Ultimately I had to make a decision about exactly how much I’d be willing to sacrifice for my dream job. I think that the creative industry and academia (such as museums) both reward people who are willing to make those sacrifices, but it was too much for me, and I started questioning a “dream” job’s role in living a passionate, challenging, rewarding life. How healthy is it to love my job if I hate everything else?

You don’t need to be in love with your day job, if your job supports the parts of your life in which you find passion and meaning.

My generation was told from childhood, “you can be anything you want to be,” and there was tremendous emphasis placed on making your passion into your career. In retrospect, I’m not sure that this should have been presented as the best and most worthy path for one’s future. Through various serendipity and knowing the right people, I now work in a telecom job which has nothing to do with anything I ever described myself as being passionate about. No five year old wants to grow up and be an Application Administrator. But this job allows me to work from the comfort of my (tiny, tiny) home, and it pays well enough to support said home. It allows me flexibility to pursue my farm-and-ranch lifestyle, flexibility which no other job has yet afforded. I didn’t even know I wanted a farm-and-ranch lifestyle when I was in college, much less considered how to make it compatible with my career. I work with good people whom I love and respect, and I enjoy my own art projects more when I don’t spend every minute of my professional day trying to be creative. Telecom is not in any way my passion, but it supports the things in my life which are, and I don’t necessarily feel I should be ashamed of that.

An education is more than a job in that field.

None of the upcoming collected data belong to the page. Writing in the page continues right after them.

Issue #566, opened 2021-02-22
Idea collection for the next OpenMS regenerate/merge


bernt-matthias:
- [x] for some tools users should be able to choose between batch mode and joint processing -> Just implemented for all `multiple="true"` data parameters https://github.com/WorkflowConversion/CTDConverter/pull/63/commits/0756b08eb8c4a3098080031a210ddbac4559857b
  - [x]  PSMFeatureExctractor (currently solved via patch)
  - [x] PercolatorAdaptor
- [x] implement advanced options as section (folded and maybe unfold all others)
  - for instance in the OpenSwathWorkflow the `out_chrom` output can be enabled (`out_chrom_FLAG`) but the `out_chrom_type` is not known in cheetah if the advanced options are disabled.
- [x] fix selects https://github.com/galaxyproteomics/tools-galaxyp/issues/576
  - fixed in https://github.com/WorkflowConversion/CTDConverter/pull/63/commits/8332c7d3418e904a0fef2f337a9059bab02e1050
  - see also  https://github.com/galaxyproject/galaxy/pull/11727

PR #653, opened 2022-03-01
openms 2.8

bernt-matthias:
Significant changes:

- All data parameters with `multiple="true"` are now in a conditional that allows to switch between `true` and `false` (default for `true`)
  - So far this was solved with a patch for `PSMFeatureExctractor`
  - But was requested also for `PercolatorAdaptor` https://github.com/galaxyproteomics/tools-galaxyp/issues/566#issue-813752018
- select parameters only use compatible display attributes (radio / checkboxes)
- Tests are now written directly to the tool's tests node. This should speed up tool loading quite a bit because the large test macro files don't need to be (xml-)parsed for each tool. 
- Advanced options are now implemented as (folded) section instead of a conditional (see https://github.com/galaxyproteomics/tools-galaxyp/issues/566#issue-813752018). Advantage: for instance in the OpenSwathWorkflow the `out_chrom` output can be enabled (`out_chrom_FLAG`) but the `out_chrom_type` is not known in cheetah if the advanced options are disabled.
- containerized tests

TODOs/Ideas

- [x] Move additional files (shell scripts etc) to subdir and exclude from shed upload 
- [x] add mzqc datatype to Galaxy as subclass of Json https://github.com/galaxyproject/galaxy/pull/13564
  - [x] implies profile 22.01
- [x] some booleans are not rendered as booleans but string parameters https://github.com/OpenMS/OpenMS/issues/5880
  - [x] maybe hardcode as bool for those fixed in the corresponding PR
- [x] use `re_match` for comparisons .. for this all (input) file names in output data would need to be replaced by `.*` (or something more specific ..  `[a-zA-Z0-9._-]+`?) and the other file content needs to be regex quoted  [re.escape]
(https://docs.python.org/3/library/re.html#re.escape)
  - seems too difficult at the moment (since the same file may be used as in and output) .. 
- [x] Fix failing tools
  - [x] Decharger test failing because of https://github.com/OpenMS/OpenMS/pull/5920 ?
  - [x] DecoyDatabase (symlink generation seems faulty)
  - [x] 2 FalseDiscoveryRate tests fail if `-force` is blacklisted https://github.com/OpenMS/OpenMS/issues/5921
    - readd `-force` 
  - [x] FeatureFinderIdentification test failing https://github.com/OpenMS/OpenMS/pull/5917 .. maybe blacklist parameter?
  - [x] ProteinQuantifier .. just needs larger `delta_frac` test file is small and the file name is included


tools/openms/AccurateMassSearch.xml
```diff
@@ -142,6 +156,6 @@ python3 '$__tool_directory__/fill_ctd.py' '@EXECUTABLE@.ctd' '$args_json' '$hard
   <help><![CDATA[Match MS signals to molecules from a database by mass.
 
 
-For more information, visit http://www.openms.de/doxygen/release/2.6.0/html/UTILS_AccurateMassSearch.html]]></help>
+For more information, visit http://www.openms.de/doxygen/nightly/html/UTILS_AccurateMassSearch.html]]></help>
```
bgruening, line 159: that looks wrong ..

tools/openms/BaselineFilter.xml
```diff
@@ -41,14 +41,14 @@ python3 '$__tool_directory__/fill_ctd.py' '@EXECUTABLE@.ctd' '$args_json' '$hard
...
-    <param name="struc_elem_unit" argument="-struc_elem_unit" display="checkboxes" type="select" optional="false" label="Unit of 'struc_elem_length' paramete" help="">
+    <param argument="-in" type="data" format="mzml" optional="false" label="input raw data file" help=" select mzml data sets(s)"/>
+    <param argument="-struc_elem_length" type="float" optional="false" value="3.0" label="Length of the structuring element (should be wider than maximal peak width - see documentation)" help=""/>
+    <param argument="-struc_elem_unit" type="text" optional="false" label="Unit of 'struc_elem_length' paramete" help="">
       <option value="Thomson" selected="true">Thomson</option>
       <option value="DataPoints">DataPoints</option>
       <expand macro="list_string_san" name="struc_elem_unit"/>
     </param>
-    <param name="method" argument="-method" type="select" optional="false" label="The name of the morphological filter to be applied" help="If you are unsure, use the default">
+    <param argument="-method" type="text" optional="false" label="The name of the morphological filter to be applied" help="If you are unsure, use the default">
```
bgruening, line 51: this looks also wrong

tools/openms/ClusterMassTraces.xml
```diff
@@ -41,16 +41,16 @@ python3 '$__tool_directory__/fill_ctd.py' '@EXECUTABLE@.ctd' '$args_json' '$hard
...
+    <param argument="-max_lag" type="integer" optional="false" value="1" label="Maximal lag" help=""/>
+    <param argument="-max_rt_apex_difference" type="float" optional="false" value="5.0" label="Maximal difference of the apex in retention time" help=""/>
+    <param argument="-max_intensity_cutoff" type="float" optional="false" value="0.0" label="Maximal intensity to be added to a spectrum" help=""/>
+    <param argument="-add_precursor" type="float" optional="false" value="0.0" label="Add a precursor mass" help=""/>
     <expand macro="adv_opts_macro">
-      <param name="force" argument="-force" type="boolean" truevalue="true" falsevalue="false" checked="false" label="Overrides tool-specific checks" help=""/>
-      <param name="test" argument="-test" type="hidden" optional="false" value="False" label="Enables the test mode (needed for internal use only)" help="">
+      <param argument="-force" type="boolean" truevalue="true" falsevalue="false" checked="false" label="Overrides tool-specific checks" help=""/>
+      <param argument="-test" type="hidden" optional="false" value="False" label="Enables the test mode (needed for internal use only)" help="">
```
bgruening, line 53: test and force should probably not be exposed to the user?

tools/openms/CompNovo.xml
```diff
@@ -41,28 +41,28 @@ python3 '$__tool_directory__/fill_ctd.py' '@EXECUTABLE@.ctd' '$args_json' '$hard
...
   </configfiles>
   <inputs>
-    <param name="in" argument="-in" type="data" format="mzml" optional="false" label="input file in mzML format" help=" select mzml data sets(s)"/>
+    <param argument="-in" type="data" format="mzml" optional="false" label="input file in mzML format" help=" select mzml data sets(s)"/>
     <section name="algorithm" title="Algorithm section" help="" expanded="false">
-      <param name="max_number_aa_per_decomp" argument="-algorithm:max_number_aa_per_decomp" type="integer" optional="false" value="4" label="maximal amino acid frequency per decomposition" help=""/>
-      <param name="tryptic_only" argument="-algorithm:tryptic_only" type="text" optional="false" value="true" label="if set to true only tryptic peptides are reported" help="">
+      <param argument="-algorithm:max_number_aa_per_decomp" type="integer" optional="false" value="4" label="maximal amino acid frequency per decomposition" help=""/>
+      <param argument="-algorithm:tryptic_only" type="text" optional="false" value="true" label="if set to true only tryptic peptides are reported" help="">
```
bgruening, line 47: looks like a boolean and not like a text

tools/openms/CruxAdapter.xml
```diff
@@ -45,94 +45,94 @@ python3 '$__tool_directory__/fill_ctd.py' '@EXECUTABLE@.ctd' '$args_json' '$hard
...
     </param>
-    <param name="extra_percolator_args" argument="-extra_percolator_args" type="text" optional="true" value="" label="Extra arguments to be passed to percolato" help="">
+    <param argument="-extra_percolator_args" type="text" optional="true" value="" label="Extra arguments to be passed to percolato" help="">
       <expand macro="list_string_san" name="extra_percolator_args"/>
     </param>
-    <param name="precursor_mass_tolerance" argument="-precursor_mass_tolerance" type="float" optional="false" value="10.0" label="Precursor monoisotopic mass tolerance (Crux parameter: peptide_mass_tolerance)" help=""/>
-    <param name="precursor_mass_units" argument="-precursor_mass_units" display="checkboxes" type="select" optional="false" label="Unit of precursor mass tolerance (amu, m/z or ppm)" help="">
+    <param argument="-precursor_mass_tolerance" type="float" optional="false" value="10.0" label="Precursor monoisotopic mass tolerance (Crux parameter: peptide_mass_tolerance)" help=""/>
+    <param argument="-precursor_mass_units" type="text" optional="false" label="Unit of precursor mass tolerance (amu, m/z or ppm)" help="">
```
bgruening, line 60: select not text

tools/openms/CruxAdapter.xml
```diff
@@ -45,94 +45,94 @@ python3 '$__tool_directory__/fill_ctd.py' '@EXECUTABLE@.ctd' '$args_json' '$hard
...
+    <param argument="-isotope_error" type="text" optional="true" value="" label="List of positive, non-zero integers" help="">
       <expand macro="list_string_san" name="isotope_error"/>
     </param>
-    <param name="run_percolator" argument="-run_percolator" type="boolean" truevalue="true" falsevalue="false" checked="true" label="Whether to run percolator after tide-search" help=""/>
-    <param name="enzyme" argument="-enzyme" type="select" optional="false" label="The enzyme used for peptide digestion" help="">
+    <param argument="-run_percolator" type="boolean" truevalue="true" falsevalue="false" checked="true" label="Whether to run percolator after tide-search" help=""/>
+    <param argument="-enzyme" type="text" optional="false" label="The enzyme used for peptide digestion" help="">
```
bgruening, line 72: select

tools/openms/CompNovo.xml
bernt-matthias: https://github.com/OpenMS/OpenMS/issues/5880

tools/openms/CruxAdapter.xml
bernt-matthias: Consider the selects fixed.

tools/openms/ClusterMassTraces.xml
bernt-matthias: You are right with `force`. `test` is hidden and needed for the tests passing.

bernt-matthias: Actually it seems that `-force` is needed https://github.com/OpenMS/OpenMS/issues/5921

bgruening:
restarted the tests

bernt-matthias:
No idea why the test fails. Can't reproduce this locally.

bernt-matthias:
All, but linting succeeded. The linter errors should be fixed when the 22.01 galaxy python packages are available. I can wait for this I guess.

Not sure if I should increase the profile, for the `mzqc` datatype that became available in 22.01...

bernt-matthias:
@bgruening I think its good as long as you agree with keeping the profile (correct would be 22.01 because of the mzqc datatype .. but maybe that is not important enough .. and 22.01 is maybe too recent).

Since linting will fail we will need to push to the TS manually, or?

bgruening (approved):
What a marvelous work!

PR #660, opened 2022-04-06
metanovo: do not let user decide on cores

bernt-matthias:
Just wanted to try this tool and have observed some things that should be changed:

1. Users should/must not be allowed to change the number of cores and the memory. That is the job of Galaxy and the Galaxy admin.

I disabled the possibility to set the core and set the `Xmx` and `Xms` to an empty strings. The number of available cores is available via the `$GALAXY_SLOTS` environment variable (I subtract 1 as mentioned in the docs).

The memory options need to be set by Galaxy / Galaxy admin via the  `_JAVA_OPTIONS` environment variable (https://stackoverflow.com/questions/28327620/difference-between-java-options-java-tool-options-and-java-opts) which will overwrite these variables.

2. Tests are needed @reid-wagner  .. can you help here?

Finally I think that the bioconda recipe is should be improved. Instead of downloading (precompiled?) versions of SearchGUI and other software this should be specified as requirements in the recipe. I think most/all of the dependencies are available in bioconda.

PR #661, opened 2022-04-19
metanovo: Add tests

reid-wagner:
Two tests are added, one for the single MGF input case, and one for the collection input case. A separate input FASTA file  and an expected output FASTA are included for each case.


bernt-matthias:
Thanks, looks good to me. I included the commit into https://github.com/galaxyproteomics/tools-galaxyp/pull/660

PR #662, opened 2022-04-28
Fix multi file mode in proteomiqon_proteininference

ZimmerA:
This PR fixes a bug that caused no collection being returned in multi file mode.


ZimmerA:
Do the tools update on the instance if I do not increase the version number?

PR #668, opened 2022-05-26
Update pep_pointer to use python3

cat-bro:
I've converted pep_pointer to python3 because the previous version's dependency (python 2.7.9) is no longer available with conda 4.9.* and above.  <10 lines needed to be changed for the conversion from python2 to python3, the rest of the changes are for flake8.


tools/pep_pointer/pep_pointer.xml
```diff
@@ -1,7 +1,7 @@
-<tool id="pep_pointer" name="PepPointer" version="0.1.3">
+<tool id="pep_pointer" name="PepPointer" version="0.1.3+galaxy1">
```
bernt-matthias, line 1: I guess here we can just increase the version to 0.1.4, because it does not depend on external software ..

PR #675, opened 2022-07-21
Xml lower

eschen42:
mzml and mzxml must be lower case for wrapped tool to accept them correctly.


eschen42:
@bgruening Everything works; should we increment the version or just the build suffix?

bgruening:
Thanks @eschen42

PR #676, opened 2022-07-27
eggnog mapper: implement search and annotation phase as additional separate tools

bernt-matthias:
for rationale see README

TODO:

- [x] separate output options that apply only to annotation / search phase -> macros

### DIFF
--- a/tools/eggnog_mapper/eggnog_macros.xml
+++ b/tools/eggnog_mapper/eggnog_macros.xml
@@ -3,6 +3,7 @@
    <token name="@TOOL_VERSION@">2.1.8</token>
    <token name="@VERSION_SUFFIX@">3</token>
    <token name="@EGGNOG_DB_VERSION@">5.0.2</token>
+   <token name="@PROFILE@">22.01</token>
     <!--
     # DB versionning was super confusing for eggnog-mapper 2.0.x:
     # eggnog-mapper 1.* needed a db v4.5 (based on eggnog v4.5)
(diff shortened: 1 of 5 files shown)


bgruening:
Having those 3 steps in one tool is not an option?

bernt-matthias:
> Having those 3 steps in one tool is not an option?

I do not see how to map the steps to different destinations if implemented in one tool (dynamic destinations might be an option, but many sites use static destinations.. Like mine ;))

bernt-matthias:
Btw. Linting failures are due to the missing updates of the tool-util package for 21.01. Any idea how to get this on the way?

bernt-matthias:
> Having those 3 steps in one tool is not an option?

- eggnog_mapper.xml is still the monolithic tool 
- I just added two tools separating the search and annotation phase (as suggested by the docs https://github.com/eggnogdb/eggnog-mapper/wiki/eggNOG-mapper-v2.1.5-to-v2.1.12#setting-up-large-annotation-jobs), which allows setting different number of CPUs and a memory for the two stages. It also allows for a better parallelization of the search phase by splitting the input into chunks (+ the parallelization provided by the underlying search tool).

Let my just add https://github.com/galaxyproteomics/tools-galaxyp/pull/727 to this PR ..

bernt-matthias:
> Let my just add https://github.com/galaxyproteomics/tools-galaxyp/pull/727 to this PR ..

I reconsidered (because `--dbmem` was already handled here) and just left it as is. I'm happy to change to an entirely admin-controlled behavior, i.e. to use `--dbmem` only if the admin sets it as in https://github.com/galaxyproteomics/tools-galaxyp/pull/727

bgruening (approved):

PR #677, opened 2022-07-28
Update requirements in proteogenomics macros

chambm:
My conda couldn't resolve the current dependency set, probably due to biopython, but it couldn't resolve even when biopython's version was unspecified.


bernt-matthias (commented):
You need to bump all tools depending on this macro.

PR #6, opened 2015-05-29
Fix edge case where isSystem() will report erroneus results

jviotti:


lib/linux.coffee
```diff
@@ -31,4 +31,5 @@ exports.isSystem = (drive, callback) ->
 			return callback(false)
 
 		result = tableParser.parse(stdout)
-		return callback(result[0].RM?[0] isnt '1')
+		rmFlag = result[0].RM?[0] or result[0]['MAJ:MIN'][1]
```
Page-: Why are you looking at the `MAJ:MIN` property for whether it's removable?

jviotti: @Page- There seems to be an edge case where the table parser module I'm using interprets the RM value as the second value of MAJ:MIN. I'll add a comment explaining that.

Page-: Have you/can you report this upstream?

jviotti: @Page- Reported to `table-parser`.

PR #13, opened 2015-08-10
Replace wmic with custom vbscript in Windows

mkorakakis:


lib/win32.coffee
```diff
@@ -3,7 +3,7 @@ _ = require('lodash')
 tableParser = require('table-parser')
 
 exports.list = (callback) ->
-	childProcess.exec 'wmic diskdrive get DeviceID, Caption, Size', {}, (error, stdout, stderr) ->
+	childProcess.exec 'cscript ./shell_scripts/win_drivers.vbs //Nologo', {}, (error, stdout, stderr) ->
```
jviotti: Can you use `__dirname` and `path.join()` for safety?

jviotti:
Can you rename the `shell_scripts` directory to just `scripts`?

build/win32.js
```diff
@@ -1,30 +1,32 @@
...
 _ = require('lodash');
 
-tableParser = require('table-parser');
+path = require('path');
 
 exports.list = function(callback) {
-  return childProcess.exec('wmic diskdrive get DeviceID, Caption, Size', {}, function(error, stdout, stderr) {
-    var result;
+  var script;
+  script = path.join(__dirname, '..', '/scripts/win_drives.vbs');
```
jviotti: Can you split `/scripts/win_drives.vbs` into separate arguments to `path.join`? The purpose is to not hardcode any file path delimiter, and let `path.join` use the appropriate one.

lib/win32.coffee
```diff
@@ -1,25 +1,28 @@
...
+	childProcess.exec "cscript #{script} //Nologo", {}, (error, stdout, stderr) ->
 		return callback(error) if error?
 
 		if not _.isEmpty(stderr)
 			return callback(new Error(stderr))
 
-		result = tableParser.parse(stdout)
+		output = stdout.trim()
+		output = output.replace(/\r/, '')
+		output = output.split(/\n/g)
```
jviotti: Can you to `trim` and `replace` all in this line for simplicity?

```coffee
output = stdout.trim().replace(/\r/, '').split(/\n/g)
```

lib/win32.coffee
```diff
@@ -1,25 +1,28 @@
...
 
-			if row.DeviceID.length > 1
-				row.Caption = row.Caption.concat(_.initial(row.DeviceID))
+			size = _.parseInt(drive_info[2]) / 1e+9 or undefined
 
 			return {
-				device: _.last(row.DeviceID)
-				description: row.Caption.join(' ')
+				device: drive_info[1],
+				description: drive_info[0].trim(),
```
jviotti: For safety, we could trim all the elements of `drive_info` with a `_.map`.

lib/win32.coffee
```diff
@@ -1,25 +1,28 @@
...
 
-		result = tableParser.parse(stdout)
+		output = stdout.trim()
+		output = output.replace(/\r/, '')
+		output = output.split(/\n/g)
 
-		result = _.map result, (row) ->
-			size = _.parseInt(row.Size?[0]) / 1e+9 or undefined
+		result = _.map output, (row) ->
+			drive_info = row.split('\t')
```
jviotti: Can you use camelCase for the variable name?

lib/win32.coffee
mkorakakis: Like this?
```			
driveInfo = _.map driveInfo, (element) ->
   element.trim()
```

build/win32.js
mkorakakis:
```
script = path.join(__dirname, '..', 'scripts', 'win_drives.vbs')
```

lib/win32.coffee
jviotti: Yeah, I like to add an explicit `return` statement in the trim line since we care about the return value.

PR #47, opened 2016-01-01
Trim trailing commas in parser

jviotti:
On GNU/Linux, we emit a comma-separated string of the different
mountpoints of a certain drive, for example `/mnt,/tmp/mnt,`.

For simplicity, the `linux.sh` script replaces all `\n` with a comma,
causing all mountpoints to have a trailing comma, independently of
having a single mountpoint or many.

So I’m not a graphic designer, and as of right now, I’m not feeling any particular inclination to become one again. Was 6 years of school a waste, then? I don’t think so. I still feel that I use my degree, every day. Having the degree at all opens employment doors which would otherwise be closed to me, and I’m definitely grateful for that. I am a more educated, better informed, well-rounded person post-education, and education made me both willing and able to think critically about the world around me. I am aware of the messages being sold to me by media, and I translate, accept, or reject them based on my understanding of visual communication. I write, design, and speak with my college skills every day. My technical skills in my own art projects are better thanks to my education, and I am able to design and create with aesthetic intent. When I pick up a pen, I know what I intend to do with it, and that makes me happy.

My design education orders my thinking and makes sense of my world. The skills of this education make up a toolset I still use every day to explore, question, learn, communicate, and understand the people and things around me. People often laugh at me when I tell them I’m a shepherd who works in telecom with a design degree, and maybe it is a little ridiculous. I think they’re wondering why, and whether it was worth it. Well, I’ve paid for the entire thing now, and I can confidently say, “yes.” It is worth every penny.